A new report from the U.S. Census Bureau, funded in part by NIA, examines healthy life expectancy at age 60 (HALE60) and how it varies by world region, country, income, and gender. Researchers found that people in Europe, the Americas, and the Western Pacific had among the highest life expectancy at 60 (LE60) and HALE60. However, there were dramatic differences among countries within the same region. The differences were attributed to income levels, national health policies, cultural practices, and other factors. The report also found a clear gender gap across LE60 and HALE60, with women generally living longer than men in all regions. For more insights, please see an infographic from the Census Bureau that takes a closer look at these trends.

A first-in-human, Phase 1 trial assessing the safety and immunogenicity of an investigational universal influenza vaccine has begun at the NIH Clinical Center. Healthy participants 18 to 50 years old will receive either a licensed seasonal influenza vaccine or the experimental vaccine, FluMos-v1. FluMos-v1 was developed by scientists at the National Institute of Allergy and Infectious Diseases to stimulate antibodies against multiple influenza virus strains. So-called universal influenza vaccines could one day eliminate the need for annual vaccination by generating long-lasting antibodies to protect against many existing or emergent influenza virus strains.


The NIH appointed  Dr. Marie Bernard as Chief Officer for Scientific Workforce Diversity. In her new role, Dr. Bernard will lead NIH’s effort to promote diversity, inclusiveness, and equity throughout the biomedical research enterprise.

The National Institute of Neurological Disorders and Stroke (NINDS) released its 2021-2026 Strategic Plan: Investing in the Future of Neuroscience. The plan presents an overarching strategic framework to accelerate science to improve quality of life for all people with neurological disorders, and to ultimately prevent or cure these diseases.

The National Center for Complementary and Integrative Health (NCCIH) also released a new strategic plan for 2021-2025: Mapping a Pathway to Research on Whole Person Health. The plan details how NCCIH will continue to expand the Center’s activities while advancing new strategies and ideas, including the overarching concept of whole-person health and an increased focus on health promotion and restoration.

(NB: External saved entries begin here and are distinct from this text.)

PR #4211, opened 2020-01-31
DLQ support in subscriber client

chrisdunelm:


apis/Google.Cloud.PubSub.V1/Google.Cloud.PubSub.V1/PubsubExtensions.cs
```diff
@@ -0,0 +1,36 @@
...
+        /// </summary>
+        /// <remarks>
+        /// Delivery attempt counter is 1 + (the sum of number of NACKs and number of
+        /// ack_deadline exceeds) for this message.
+        /// </remarks>
+        /// <param name="msg"></param>
+        /// <returns>The delivery attempt; or <c>null</c> if the subscription does not
+        /// have dead-letter queues enabled.</returns>
+        public static int? GetDeliveryAttempt(this PubsubMessage msg) =>
+            msg.Attributes.TryGetValue(SubscriberClientImpl.DeliveryAttemptAttrKey, out var value) ? (int?)int.Parse(value) : null;
```
jskeet: Are we okay with this throwing if the value exists, but isn't an integer? I don't know whether specifying the invariant culture would make any difference or not for integers, but it might be worth doing to remove any doubt.

apis/Google.Cloud.PubSub.V1/Google.Cloud.PubSub.V1/SubscriberClient.cs
```diff
@@ -1099,6 +1101,10 @@ private async Task ProcessPullMessagesAsync(List<ReceivedMessage> msgs, HashSet<
                             _softStopCts.Token.ThrowIfCancellationRequested();
                             _userHandlerInFlight += 1;
                         }
+                        if (msg.DeliveryAttempt > 0)
+                        {
+                            msg.Message.Attributes.Add(DeliveryAttemptAttrKey, msg.DeliveryAttempt.ToString());
```
jskeet: Again, consider specifying the invariant culture.

apis/Google.Cloud.PubSub.V1/Google.Cloud.PubSub.V1/SubscriberClient.cs
```diff
@@ -1099,6 +1101,10 @@ private async Task ProcessPullMessagesAsync(List<ReceivedMessage> msgs, HashSet<
                             _softStopCts.Token.ThrowIfCancellationRequested();
                             _userHandlerInFlight += 1;
                         }
+                        if (msg.DeliveryAttempt > 0)
```
jskeet: Okay, so this is part of a ReceivedMessage in the proto, and we're putting it into the PubsubMessage, which will be reused.

apis/Google.Cloud.PubSub.V1/Google.Cloud.PubSub.V1/SubscriberClient.cs
jskeet: Should you be using the indexer rather than Add? Won't this throw if the PubsubMessage already has the attribute?

apis/Google.Cloud.PubSub.V1/Google.Cloud.PubSub.V1/PubsubExtensions.cs
chrisdunelm: Done

apis/Google.Cloud.PubSub.V1/Google.Cloud.PubSub.V1/SubscriberClient.cs
chrisdunelm: ack

apis/Google.Cloud.PubSub.V1/Google.Cloud.PubSub.V1/SubscriberClient.cs
chrisdunelm: done

chrisdunelm: done

chrisdunelm:
@jskeet PTAL, the integration test is now done; and it passes for me locally.

jskeet:
Just a ping to remind you that I've approved this, as I think I did so after you'd finished work on Friday. (If there's some other reason for not merging, that's fine of course.)

PR #4230, opened 2020-02-07
Generate and release Google.Cloud.ManagedIdentities.V1

jskeet:
Note that while we don't normally release on a Friday, I'm not expecting high initial take-up, and we can release early in the day - so there's not much risk.


jskeet:
Grr... accidentally closed without merging, due to a rebase conflict. Will create a new PR and self-merge.

PR #5318, opened 2020-09-15
Release Google.Cloud.Asset.V1 version 2.4.0

jskeet:
Changes in this release:

- [Commit c9ca107](https://github.com/googleapis/google-cloud-dotnet/commit/c9ca107): Remove AnalyzeIamPolicy and ExportIamPolicyAnalysis RPCs

BREAKING CHANGE: The change here effectively reverts part of [commit 8ef5dc2](https://github.com/googleapis/google-cloud-dotnet/commit/8ef5dc2), so removes part of the public API.

We have taken the decision to publish this as a minor version rather than going to version 3.0, as we don't expect customers to be affected by the nature of the breaking change:

- The affected version (2.3.0) has been delisted, and had only been installed by a small number of customers, as reported on NuGet
- This version *is* compatible with 2.2.0 and earlier versions
- The accidentally-included new APIs were not enabled server-side, so customers could not have started relying on the server implementation yet

We apologise for any confusion this causes.

### DIFF
--- a/README.md
+++ b/README.md
@@ -17,7 +17,7 @@ Each package name links to the documentation for that package.
 |---------|----------------|-------------|
 | [Google.Analytics.Admin.V1Alpha](https://googleapis.dev/dotnet/Google.Analytics.Admin.V1Alpha/1.0.0-alpha01) | 1.0.0-alpha01 | Analytics Admin API |
 | [Google.Analytics.Data.V1Alpha](https://googleapis.dev/dotnet/Google.Analytics.Data.V1Alpha/1.0.0-alpha01) | 1.0.0-alpha01 | Google Analytics Data API |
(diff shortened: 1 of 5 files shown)


jskeet:
Investigating the breakage.

jskeet:
The Travis failure is due to it correctly detecting that this is a breaking change in a new minor version. Nice to see the tool working as intended. Will override as an administrator when approved.

chrisdunelm:
It looks like there's a line-ending change for all lines in every file ;) Can this be fixed?

jskeet:
Oh, not again. I need to work out what's going on with this...

jskeet:
Okay, *this* one I've managed to fix - PTAL.

chrisdunelm (approved):
LGTM

amanda-tarafa (approved):
LGTM.
But the compatibility checker is complaining, it won't let you bump to minor because of the breaking change.

jskeet:
> But the compatibility checker is complaining, it won't let you bump to minor because of the breaking change.

Yes, that's working as intended - I had to use admin powers to merge.

PR #5322, opened 2020-09-15
Regenerate all APIs with updated generator

jskeet:
The only relevant change is to enums: we now generate a comma after all enum members, including the last one.


amanda-tarafa (approved):
LGTM

PR #5337, opened 2020-09-22
Disable pretty printing in BigQuery unless explicitly requested

### LINKED ISSUE #5330: BigQuery: audit use of dense JSON encoding
# Request
Review this library to ensure dense encoding (e.g. `prettyPrint=false`) is specified when possible when communicating with the BigQuery API methods.

# Additional Context
Pretty printed JSON responses from server can have significant response size inflation for complex objects.  BigQuery data APIs tend to exacerbate this.  Library can improve performance by using dense encoding, particular for underlying methods like jobs.getQueryResults and tabledata.list that may supply large, complex JSON responses.

Info about `prettyPrint` system API parameter:
https://cloud.google.com/apis/docs/system-parameters

# Internal (for Googlers)
See issue 168725137

jskeet:
This is client-wide, and can only be set on the BigQueryClientBuilder (to avoid an explosion of BigQueryClientImpl constructors in the long run). It is then propagated to all requests. It defaults to false.

In order to test this change properly, I've had to also add a Service property to BigQueryClientBuilder, but that seems appropriate anyway.

Fixes #5330.

### DIFF
--- a/apis/Google.Cloud.BigQuery.V2/Google.Cloud.BigQuery.V2/BigQueryClientBuilder.cs
+++ b/apis/Google.Cloud.BigQuery.V2/Google.Cloud.BigQuery.V2/BigQueryClientBuilder.cs
@@ -36,24 +36,48 @@ namespace Google.Cloud.BigQuery.V2
         /// </summary>
         public string DefaultLocation { get; set; }
 
+        /// <summary>
+        /// If set, overrides the default pretty-print setting.
+        /// </summary>
+        public bool? PrettyPrint { get; set; }
+
+        // Note: we may want to make this public in the future. If we do, we should check that no credentials
+        // are set in Validate().
+        /// <summary>
+        /// If set, this is used as the underlying service for the client.
+        /// Note that this should rarely be used outside testing, unless the service comes from another <see cref="BigQueryClient"/>.
+        /// Usually this library constructs a service using specific settings such as the JSON serializer settings provided by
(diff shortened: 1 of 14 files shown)


apis/Google.Cloud.BigQuery.V2/Google.Cloud.BigQuery.V2/BigQueryClientBuilder.cs
```diff
@@ -66,6 +88,7 @@ public override async Task<BigQueryClient> BuildAsync(CancellationToken cancella
         protected override void Validate()
         {
             base.Validate();
+            // TODO: Validate that if Service is set, no credentials are set?
```
amanda-tarafa, line 91: That would be inline with what we do with the invokers in the gRPC equivalents. Can't Service here just be internal? We can always make it public later on if there's a need for it apart from testing.

amanda-tarafa (approved):
LGTM. Just one comment.

apis/Google.Cloud.BigQuery.V2/Google.Cloud.BigQuery.V2/BigQueryClientBuilder.cs
jskeet: We could definitely make it internal, yes - I just don't like the idea that *we* can test stuff but others can't. Still, it means we don't need to worry about the TODO for now. Will remove this TODO, but add a note on the newly-internal property.

PR #5344, opened 2020-09-23
Fix Firestore conformance tests

### LINKED ISSUE #5343: Some Firestore conformance tests are currently ignored
We need to fix the conformance tests, then unskip them.

jskeet:
Fixes #5343.

This should not be merged until we've seen a spec for update transforms.

### DIFF
--- a/apis/Google.Cloud.Firestore/Google.Cloud.Firestore/WriteBatch.cs
+++ b/apis/Google.Cloud.Firestore/Google.Cloud.Firestore/WriteBatch.cs
@@ -62,7 +62,7 @@ namespace Google.Cloud.Firestore
             RemoveSentinels(fields, sentinels);
             // Force a write if we've not got any sentinel values. Otherwise, we end up with an empty transform instead,
             // just to specify the precondition.
-            AddUpdateWrites(documentReference, fields, s_emptyFieldPathList, Precondition.MustNotExist, sentinels, sentinels.Count == 0, false);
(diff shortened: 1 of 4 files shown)


amanda-tarafa (commented):
LGTM.
I've added the `do not merge` label and won't really approve so we don't accidentally merge before we have confirmation.

jskeet:
Note: using the precondition to determine whether or not to use an empty update mask may not be a good idea. It *may* be as simple as depending on which method is calling it (so just have an extra flag...)

jskeet:
Amanda: I've added an extra commit to this based on internal guidance. Please could you have a look? If you're happy, we can merge this and we're done :)

apis/Google.Cloud.Firestore/Google.Cloud.Firestore/WriteBatch.cs
```diff
@@ -264,7 +244,9 @@ internal async Task<IList<WriteResult>> CommitAsync(ByteString transactionId, Ca
                     Fields = { fields },
                     Name = documentReference.Path,
                 },
-                UpdateMask = includeEmptyUpdateMask || updatePaths.Count > 0 ? new DocumentMask { FieldPaths = { updatePaths.Select(fp => fp.EncodedPath) } } : null,
+                UpdateMask = updatePaths is null
```
jskeet, line 247: I could compute the DocumentMask (or null) outside the object initializer if you'd prefer.

amanda-tarafa: No, this is fine.

amanda-tarafa (approved):
Yep, so much cleaner.

PR #5345, opened 2020-09-23
feat: retry SpannerTransaction on aborted error [WIP]

olavloite:
Adds automatic retries of `Aborted` transactions when using the normal ADO.NET transactions (i.e. not using `SpannerConnection.RunWithRetriableTransactionAsync(..)`).

### DIFF
--- a/apis/Google.Cloud.Spanner.Data/Google.Cloud.Spanner.Data/RetriableSpannerTransaction.cs
+++ b/apis/Google.Cloud.Spanner.Data/Google.Cloud.Spanner.Data/RetriableSpannerTransaction.cs
@@ -1,4 +1,4 @@
-﻿// Copyright 2019 Google LLC
+﻿// Copyright 2020 Google LLC
 //
 // Licensed under the Apache License, Version 2.0 (the "License");
 // you may not use this file except in compliance with the License.
--- a/apis/Google.Cloud.Spanner.Data/Google.Cloud.Spanner.Data/RetriableSpannerTransaction.cs
+++ b/apis/Google.Cloud.Spanner.Data/Google.Cloud.Spanner.Data/RetriableSpannerTransaction.cs
@@ -1,0 +1,374 @@
+﻿// Copyright 2019 Google LLC
+//
+// Licensed under the Apache License, Version 2.0 (the "License");
+// you may not use this file except in compliance with the License.
+// You may obtain a copy of the License at
+//
+//     https://www.apache.org/licenses/LICENSE-2.0
+//
+// Unless required by applicable law or agreed to in writing, software
+// distributed under the License is distributed on an "AS IS" BASIS,
+// WITHOUT WARRANTIES OR CONDITIONS OF ANY KIND, either express or implied.
+// See the License for the specific language governing permissions and
+// limitations under the License.
+
+using Google.Api.Gax;
+using Google.Apis.Auth.OAuth2.Requests;
+using Google.Cloud.Spanner.V1;
+using Google.Cloud.Spanner.V1.Internal.Logging;
+using Google.Protobuf;
+using Google.Rpc;
+using Grpc.Core;
+using System;
+using System.Collections.Generic;
+using System.Data;
+using System.Data.Common;
+using System.Linq;
+using System.Runtime.CompilerServices;
+using System.Threading;
+using System.Threading.Tasks;
+using Status = Grpc.Core.Status;
+
+namespace Google.Cloud.Spanner.Data
+{
+    internal interface IRetriableStatement
+    {
+        internal Task Retry(RetriableSpannerTransaction transaction, CancellationToken cancellationToken, int timeoutSeconds);
+    }
+
+    internal sealed class RetriableDmlStatement : IRetriableStatement
+    {
+        private readonly ExecuteSqlRequest _request;
+        private readonly long _updateCount;
+
+        internal RetriableDmlStatement(ExecuteSqlRequest request, long updateCount)
+        {
+            this._request = request;
+            this._updateCount = updateCount;
+        }
+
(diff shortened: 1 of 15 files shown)


apis/Google.Cloud.Spanner.Data/Google.Cloud.Spanner.Data/RetriableSpannerTransaction.cs
```diff
@@ -0,0 +1,374 @@
...
+                catch (SpannerException e) when (e.ErrorCode == ErrorCode.Aborted)
+                {
+                    Retry();
+                }
+            }
+        }
+
+        Task<int> ISpannerTransaction.ExecuteMutationsAsync(List<Mutation> mutations, CancellationToken cancellationToken, int timeoutSeconds)
+        {
+            return DoExecuteMutationsAsync(mutations, cancellationToken, timeoutSeconds);
```
amanda-tarafa, line 300: This is the problem right here. These mutations might be based on data that is stale when they get to be executed as part of the commit.
Imagine a read goes through, and we create a mutation based on that read, and add it to the transaction mutations. Then we have to retry because of some other operation was aborted. While we are retrying, someone updates the value we based the mutation on, now our mutation has become stale. Even if we retry the original read in which we based the mutation, the mutation itself won't be updated according to the newly read values, which would make the mutation stale. We would effectively be allowing through mutations that are based on invalid read locks (the original one that we had to retry).

We explored this approach and found it wasn't possible, you really need to take a delegate in that contains the whole sets of intrstuctions that need to be retried.

amanda-tarafa (changes requested):
I've left a comment explaining why this approach is not possible, unless I'm missing something here.
@jskeet, @skuruppu, what do you think?

apis/Google.Cloud.Spanner.Data/Google.Cloud.Spanner.Data/RetriableSpannerTransaction.cs
olavloite: No, the retry logic is checking for exactly that possibility, and if it detects it, it will abort the transaction after all. Consider the following (pseudo-code) example:

```
SELECT Id, Name FROM Singers WHERE Id=1;
-- The following statement is not valid SQL, but hopefully it's clear what's meant.
CREATE UPDATE_MUTATION Singer (Id, Name) VALUES (1, 'NewName');
COMMIT;
```

Now let's assume that another transaction updates the name of the same Singer to 'SomeOtherName' at the same time and commits. The above transaction will be aborted by Cloud Spanner. The `Aborted` error is in this example returned during the COMMIT call (but any statement could return `Aborted`) and the transaction will have to execute a retry.

The `RetriableSpannerTransaction` keeps track of all statements that have been executed during the transaction and the results that it received. When a retry is needed, it starts a new transaction and executes all statements again on the new transaction and compares the results that it receives during the retry with the results that it received during the initial transaction. If they match, the transaction is allowed to proceed as if nothing happened. If during the retry it receives different data, the retry will abort and the `Aborted` error will be propagated to the client application.

In the above example the first query [will be returned](https://github.com/googleapis/google-cloud-dotnet/blob/c99cc806b78137f032cc5f0674101236b579f6e7/apis/Google.Cloud.Spanner.Data/Google.Cloud.Spanner.Data/RetriableSpannerTransaction.cs#L370) as a `SpannerDataReaderWithChecksum`. That reader keeps track of a running checksum of the data it has already seen, and if a retry is needed, it will compare the checksum from the original transaction with the checksum during the retry. In this example the checksums will not match, and the transaction will abort as it should.
If however the specific Singer row had not been updated and the transaction was aborted for some other reason, the retry will succeed.

olavloite: For some more context: This retry strategy is also what is used in the [Cloud Spanner JDBC driver](https://github.com/googleapis/java-spanner/blob/master/google-cloud-spanner/src/main/java/com/google/cloud/spanner/connection/ChecksumResultSet.java).

amanda-tarafa: Then I would argue that this strategy is way more restrictive than the one we have right now in that it will result in less successful retries. Take for instance the checksum data reader, it requires rows to be always returned in exactly the same order, I'm not sure this is guarenteed by Spanner. There's also a requirement for updated number of rows and errors even to be the same every time, just because you can only hold onto the mutations as they were initially. So in a sense this goes further than guaranteeing non-stale mutations, it enforces that the transaction will end up committing only if it can do so exactly the same as it would have the first time. This is in my opinion way more restrictive than usually expected for a retriable transaction.

Also, I wouldn't say that mutations are not going stale. They might not be stale with respect to the pure Spanner data, but they can go "semantically" stale. Say you have several mutations that store DateTime.Now. Depending on how many retries you get in between adding these mutations, the relation between those values will be wildly different and probably not meaningful. Or for instance, we would need to remember to never ever expose the Session object in the SpannerTransaction so that no one can base a mutation on that.

And the checksum overhead, I'd say that's not trivial either in terms of memory use or of computational complexity.

I don't want to sound overly negative or far fetched. But I think this is significant work that comes with a maintenance burden and I honestly don't see it adds much to what we already have. It's only just a little bit more like ADO.NET but it's not even that because ADO.NET does not define a retriable transaction, you still wouldn't be able to use the SpannerConnection as a DbConnection and get to this feature, same as what we have now.
Anyway, those are my two cents, @skuruppu and @jonskeet might think differently.

jskeet:
Just to confirm, I believe we should wait for @skuruppu to comment before proceeding further either way.

jskeet:
Closing this PR now as (having chatted with @skuruppu) we think it would *probably* live in an ORM package - but it's probably worth keeping the branch around so that you've got the code available when it's needed.

Issue #5275, opened 2020-08-29
Tracing does not work well in Cloud Run with TimedBuffer


EatonZ:
I have a Cloud Run service behind Cloud Load Balancer. The service is a .NET Core API, utilizing this library to log traces.

If I send 5 concurrent requests, only one gets traced. This is confirmed by checking the Trace List in the Cloud Console, and also the HTTP responses - only the first response has a `X-Cloud-Trace-Context` header. If I send the 5 requests, but wait for the previous one to complete before sending the next, all 5 get traced. I looked through the options and I tried specifying `BufferOptions.NoBuffer()` in `UseGoogleDiagnostics`, but that didn't seem to make a difference. Am I missing something, or could this be a bug?

jskeet:
We'll look at this on Tuesday - Monday is a public holiday in the UK.

amanda-tarafa:
@EatonZ Can you provide a minimum but full application that reproduces the problem for you? We do have some tests around concurrent tracing and logging and they seem to work.

EatonZ:
@amanda-tarafa Here you go. It's a lot (sorry!), but it does reproduce the problem.

Please make sure you have gcloud installed and authenticated. You should also have the [latest PowerShell](https://github.com/PowerShell/PowerShell/releases/tag/v7.0.3). The built-in Windows version may not work. Finally, make sure Docker Desktop is installed and running.
1. [Download pack](https://buildpacks.io/docs/install-pack/#windows) and copy beside the .sln file.
2. Create a new GCP project so you can easily dispose of everything when done. Enable the Run and Compute APIs, and [create an Artifact Registry repo](https://console.cloud.google.com/artifacts/create-repo) named `ez-sample`.
3. Open GoogleBuild.ps1 in Notepad, put in your project ID at the top, and create/put in a service account (give it the Cloud Trace Agent role).
4. In GoogleCreateLoadBalancer.ps1, put in your project ID at the top.
5. Create an IP [here](https://console.cloud.google.com/networking/addresses/add). Premium, IPv4, **Global**, named `ez-sample-ip`.
6. Run these 2 commands:
`gcloud auth configure-docker "us-docker.pkg.dev"`
`gcloud auth print-access-token | docker login --username "oauth2accesstoken" --password-stdin "https://us-docker.pkg.dev"`
[...]

PR #5355, opened 2020-09-25
Change Span ID format string to improve Trace list consistency

EatonZ:
When viewing traces in Cloud Console Trace list, the span IDs are displayed as lower-case hex strings without the "0x" prefix.
When logging using this library, the span ID is set to an upper-case hex string with a "0x" prefix. While it isn't wrong, it seems out of place in Trace list and this PR has an easy fix to improve it.

**Without this PR:**

Before 1

Before 2

**With this PR:**

New 1

New 2

As you can see, the organization is still correct, but the span ID is now consistent with the rest of the span IDs shown in Trace list.

### DIFF
--- a/apis/Google.Cloud.Diagnostics.AspNetCore/Google.Cloud.Diagnostics.AspNetCore/Logging/TraceContextForLogEntry.cs
+++ b/apis/Google.Cloud.Diagnostics.AspNetCore/Google.Cloud.Diagnostics.AspNetCore/Logging/TraceContextForLogEntry.cs
@@ -62,7 +62,7 @@ namespace Google.Cloud.Diagnostics.AspNetCore
         internal static TraceContextForLogEntry FromExternalTrace(IServiceProvider serviceProvider) =>
             serviceProvider?.GetService<IExternalTraceProvider>()?.GetCurrentTraceContext(serviceProvider);
 
-        private static string SpanIdToHex(ulong? spanId) => spanId is null ? null : string.Format("0x{0:X}", spanId);
+        private static string SpanIdToHex(ulong? spanId) => spanId is null ? null : $"{spanId:x}";
 
     }
 }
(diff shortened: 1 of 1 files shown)


EatonZ:
NOTE: Looks like there was actually a bug in the original implementation too.
In cases where the span ID started with a 0, it was left out. Updated the format string further to account for that.

jskeet:
Amanda can comment on this more, but I have a concern around compatibility: am I right in thinking customers expecting the existing behavior would be broken by this change? If so, we might need to make this opt-in.

EatonZ:
@jskeet I thought about that too, but I'm not sure what this could break.
The hex number is still technically the same - it's just cosmetically correct now.
This also brings it in line with the example noted in the `spanId` field [here](https://cloud.google.com/logging/docs/reference/v2/rest/v2/LogEntry). Also in [your own documentation](https://github.com/googleapis/google-cloud-dotnet/blob/cf7bd95cdb6352d87c53b5ded8c3451397e171de/apis/Google.Cloud.Diagnostics.AspNetCore/Google.Cloud.Diagnostics.AspNetCore/Logging/TraceContextForLogEntry.cs#L43). I haven't found any information to suggest that a "0x" suffix is correct in this field.

jskeet:
> I thought about that too, but I'm not sure what this could break.

Anything that's fetching the data later, and expecting it to be in the existing format.

We *could* decide that's okay - I just think it needs careful consideration.

amanda-tarafa:
Hmmm, this might have been my bad. I'm trying to remember why I picked this format but can't, I did explicitly picked it, I maybe just got confused.

- This is potentially breaking because the log filter is based on the string representation of the SpanID, anyone filtering logs based on the span ID value will be broken (that's probably rare use case btw).
- But as it is now, it's a bug. Logs are not being associated to their Span in the backend because of the format mismatch.
  - Integration tests didn't catch this because they are checking that the Span IDs on the span and the log entries are the same by converting the Span ID to this same format.
- Setting the Span ID was only introduced in #5199 and release on August 3rd 2020, we didn't set any Span ID before that. As of today, the v4.1.0 version of the library (which contains this change) has been downloades a little over 7k times, vs the 120k times of the previous version.

For all of the above, I think we should go ahead with the change. bumping minor and adding a comment on release notes.

This PR will break integration tests though which are not run on presubmit. @EatonZ I'll be closing so I can address this and a few of the things that have stemmed from #5275. I'll address this afternoon London time.

PR #5373, opened 2020-09-28
Generate constructors for gRPC APIs, then delete the tool and revert old changes

jskeet:


tools/Google.Cloud.Tools.ConstructorGenerator/Program.cs
```diff
@@ -0,0 +1,128 @@
...
+        static void Main(string[] args)
+        {
+            var catalog = ApiCatalog.Load();
+
+            var generateAwkward = args.Length == 1 && args[0] == "--awkward";
+
+            var apis = catalog.Apis
+                // Only use gRPC APIs
+                .Where(api => api.Type == ApiType.Grpc)
+                // If the minor version is greater than 0, there must be a GA release.
```
amanda-tarafa: What about the ones that are GA on a zero minor? Like 3.0.0 GA? If we don't have any like those, this is fine being a one off.

tools/Google.Cloud.Tools.ConstructorGenerator/Program.cs
```diff
@@ -0,0 +1,128 @@
...
+                    {
+                        // All interpolated to make indentation easier to verify
+                        $"    public partial class {name}",
+                        $"    {{",
+                        $"        public partial class {name}Client",
+                        $"        {{",
+                        $"            /// <summary>Creates a new client using a channel.</summary>",
+                        $"            /// <param name=\"channel\">The channel to use to make remote calls.</param>",
+                        $"            [Obsolete(\"This constructor overload is present for compatibility only, and will be removed in the next major version\")]",
+                        $"            public {name}Client(Channel channel) : base(channel)",
```
amanda-tarafa: Not sure if it should be so that it calls the new constructor. If the new one is now doing stuff that this one did before, then I think this suggestion stands.

```suggestion
                        $"            public {name}Client(Channel channel) : this(channel)",
```

amanda-tarafa (approved):
LGTM, with a couple of comments.

chrisdunelm (approved):
LGTM

tools/Google.Cloud.Tools.ConstructorGenerator/Program.cs
jskeet: 3.0.0 GA is fine - api.IsReleaseVersion will be true. The idea is to generate constructors for "2.1.0-beta01" but not for "2.0.0-beta01".

tools/Google.Cloud.Tools.ConstructorGenerator/Program.cs
jskeet: The previous constructor had `base(channel)` so it's really just doing exactly the same as before the change. (And the other constructor also just uses `base(channel)`, so it makes no odds.)

PR #5377, opened 2020-09-28
[Testing helpers][Diagnostics]: Add namespace checks.

amanda-tarafa:


tools/Google.Cloud.ClientTesting/CodeHealthTester.cs
```diff
@@ -67,5 +67,33 @@ public static void AssertClassesAreSealedOrAbstract(Type sampleType, IEnumerable
             // Force output to show the bad types
             Assert.Equal(new string[0], badTypes.ToList());
         }
+
+        /// <summary>
+        /// Asserts that the assembly containing the given type does not define the disallowed namespaces.
+        /// </summary>
+        public static void AssertNoDisallowedNamespaces(Type sampleType, IEnumerable<string> disallowedNamespeces)
```
jskeet, line 74: If you make this a `params` array, you won't need the `new string[]` in the calling code.

tools/Google.Cloud.ClientTesting/CodeHealthTester.cs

On June 5th, the NIH Office of AIDS Research joined colleagues worldwide to commemorate the 40th anniversary of the landmark 1981 CDC’s Morbidity and Mortality Weekly Report, which first recognized the disease later named AIDS. The NIH remains committed to supporting basic, clinical, and translational research to develop cutting-edge solutions for the ongoing challenges of the HIV epidemic.

The U.S. Preventive Services Task Force published a final research plan on menopausal hormone therapy for the primary prevention of chronic conditions in postmenopausal persons.